Source information
PR #2823, opened 2021-08-09
Add missing `__annotations__`  variable into main module

### LINKED ISSUE #2822: Missing `__annotations__` variable
## Feature

Currently, there is no `__annotations__` variable in multiple environment (e.g. interactive, module, expression). Because of it, annotated assignment statements in interactive also doesn't work.

### Interactive

```python
# RustPython
>>>>> a: int = 1
NameError: name '__annotations__' is not defined
>>>>> __annotations__
NameError: name '__annotations__' is not defined

# CPython
>>> a: int = 1
>>> __annotations__
{'a': <class 'int'>}
```

### Execute file

```python
# test.py
print(__annotations__)

# RustPython
  File "test.py", line 1, in <module>
    print(__annotations__)
NameError: name '__annotations__' is not defined

# CPython
{}
```
### Execute expression (a.k.a. `-c` option)
```python
# with <python-binary> -c "print(__annotations__)"

# RustPython
NameError: name '__annotations__' is not defined

# CPython
{}
```

## Python Documentation (also references)

- https://www.python.org/dev/peps/pep-0526/
- https://docs.python.org/3/reference/simple_stmts.html#annotated-assignment-statements
- https://github.com/python/cpython/blob/fa919fdf2583bdfead1df00e842f24f30b2a34bf/Python/pylifecycle.c#L1620-L1625

moreal:
This pull request resolves #2822.

For testing, please see #2822 's testcases. 🙏🏻 

I tried to code like [CPython `add_main_module` does](https://github.com/python/cpython/blob/fa919fdf2583bdfead1df00e842f24f30b2a34bf/Python/pylifecycle.c#L1612-L1658).

### DIFF
--- a/src/lib.rs
+++ b/src/lib.rs
@@ -520,6 +520,17 @@ fn write_profile(matches: &ArgMatches) -> Result<(), Box<dyn std::error::Error>>
 fn run_rustpython(vm: &VirtualMachine, matches: &ArgMatches) -> PyResult<()> {
     let scope = vm.new_scope_with_builtins();
     let main_module = vm.new_module("__main__", scope.globals.clone());
+    let ann_dict = vm.ctx.new_dict();
+    let main_module_dict = main_module.dict();
+
+    if main_module_dict.is_none()
+        || main_module_dict
+            .unwrap()
+            .set_item("__annotations__", ann_dict.as_object().to_owned(), vm)
+            .is_err()
+    {
+        error!("Failed to initialize __main__.__annotations__")
+    }
 
     vm.get_attribute(vm.sys_module.clone(), "modules")?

Work item
Find the lines above that include the string "variable" and copy them.

Solution to this exercise
Add missing `__annotations__`  variable into main module
### LINKED ISSUE #2822: Missing `__annotations__` variable
Currently, there is no `__annotations__` variable in multiple environment (e.g. interactive, module, expression). Because of it, annotated assignment statements in interactive also doesn't work.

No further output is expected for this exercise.